Son propos avait aussi quelque chose d’ambigu. Il disait s’opposer au projet du gouvernement, mais donnait l’impression que la porte restait ouverte si le premier ministre se montrait plus transparent et offrait des réponses « honnêtes ».


« Si nous devons à présent leur demander [aux forces armées] d’en faire encore plus, nous ferions mieux d’avoir une bonne raison. » Mais lui-même n’a pas offert une raison fondamentale, comme celles offertes par M. Chrétien ou encore le chef du NPD, Thomas Mulcair, pour rejeter sans partage l’option des frappes par des avions canadiens.

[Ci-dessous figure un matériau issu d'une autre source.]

PR #617, opened 2025-05-20
install.iss: add Microsoft Edit as an editor option

mjcheetham:
Add the newly re-written and open-source 'Edit' terminal-based text editor, inspired by the old MS-DOS Editor.

Note that at this time the edit.exe program is only available as a simple zip download, or via the WinGet package manager for Windows. Since we can only rely on a stable path for the WinGet package manager we should look there (per-user).

### DIFF
--- a/installer/install.iss
+++ b/installer/install.iss
@@ -348,8 +348,9 @@ const
     GE_VSCodium                 = 7;
     GE_Notepad                  = 8;
     GE_Wordpad                  = 9;
-    GE_CustomEditor             = 10;
-    GE_MaxEditor                = 10;
+    GE_MicrosoftEdit            = 10;
+    GE_CustomEditor             = 11;
+    GE_MaxEditor                = 11;
 
     // Git Path options.
     GP_BashOnly       = 1;
@@ -472,6 +473,7 @@ var
     SublimeTextPath:String;
     AtomPath:String;
     VSCodiumPath:String;
+    MicrosoftEditPath:String;
     CustomEditorPath:String;
     CustomEditorOptions:String;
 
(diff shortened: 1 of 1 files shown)


installer/install.iss
```diff
@@ -1884,6 +1886,11 @@ begin
     Result:=ExtractFilePath(ExtractCommandPath(Command)) + Suffix;
 end;
 
+function GetMicrosoftEditPath:String;
+begin
+    Result:=ExpandConstant('{localappdata}\Microsoft\WinGet\Packages\Microsoft.Edit_Microsoft.Winget.Source_8wekyb3d8bbwe\edit-1.0.0-x86_64-windows\edit.exe');
```
mjcheetham, line 1891: Need to support ARM64, and also not hardcode the package version here.

dscho (commented):
Looks good so far!

rimrul:
> Note that at this time the edit.exe program is only available as a simple zip download, or via the WinGet package manager for Windows.

There might soon be a [MINGW-package we could theoretically use](https://github.com/msys2/MINGW-packages/pull/24309)

ognevny:
> > Note that at this time the edit.exe program is only available as a simple zip download, or via the WinGet package manager for Windows.
> 
> There might soon be a [MINGW-package we could theoretically use](https://github.com/msys2/MINGW-packages/pull/24309)

I wanted to check one extra thing and think about package name more. `edit` seems a lot generic, it can be `ms-edit` or something

mati865:
Also, it sort of conflicts with `/usr/bin/edit` which, albeit absent in MSYS2, is present in most of Linux distributions.

ognevny:
> Also, it sort of conflicts with `/usr/bin/edit` which, albeit absent in MSYS2, is present in most of Linux distributions.

there shouldn't be conflict in case of MINGW environments. ${MINGW_PREFIX}/bin/edit.exe will be preferred anyway

PR #626, opened 2025-06-21
astextplain: restore passthrough for plaintext DOC/DOT files

ClaudioHoffmann:
The fix for https://github.com/git-for-windows/git/issues/5641 broke diffs for plaintext DOC and DOT files:

    $ echo Test > test.doc
    $ git add test.doc
    $ git diff --cached
    E: unsupported filetype test.doc

Since `file` correctly identifies the mimetype of such files as `text/plain`, this can be fixed by simply covering this case and printing the file content as it was done previously.


dscho:
Thank you for the contribution! The checksums were incorrect, though, and unfortunately I lack the permission to fix it in this PR, therefore I opened https://github.com/git-for-windows/build-extra/pull/628.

En Chambre, le chef libéral a répondu à la déclaration que le premier ministre a faite le 3 octobre dernier, mais a offert les mêmes arguments, sans plus. Il aurait aussi pu étoffer son propos lors de deux débats tenus aux Communes, il ne l’a pas fait.

En s’absentant du débat d’urgence, en ne faisant pas de discours lors du débat sur la motion gouvernementale, le chef libéral a raté deux moments cruciaux de s’imposer, d’autant plus que, comme l’écrit Jean Chrétien, « il n’y a pas de décision plus grave pour un élu que d’envoyer des hommes et des femmes dans des conflits », au péril de leur vie. Ce genre d’occasions ne se rate pas, surtout quand on est un chef de parti qui convoite le poste de premier ministre.

Jusqu’à présent, Justin Trudeau a pu surfer sur sa popularité et se contenter d’un message vague mais positif. Malheureusement pour lui, l’heure de vérité arrive. Plus les élections approchent, plus les citoyens voudront savoir s’il a la stature nécessaire pour jongler avec les enjeux les plus fondamentaux, la guerre en étant un.

Il lui revient d’en faire la preuve, car M. Chrétien ne pourra pas toujours sauver les meubles.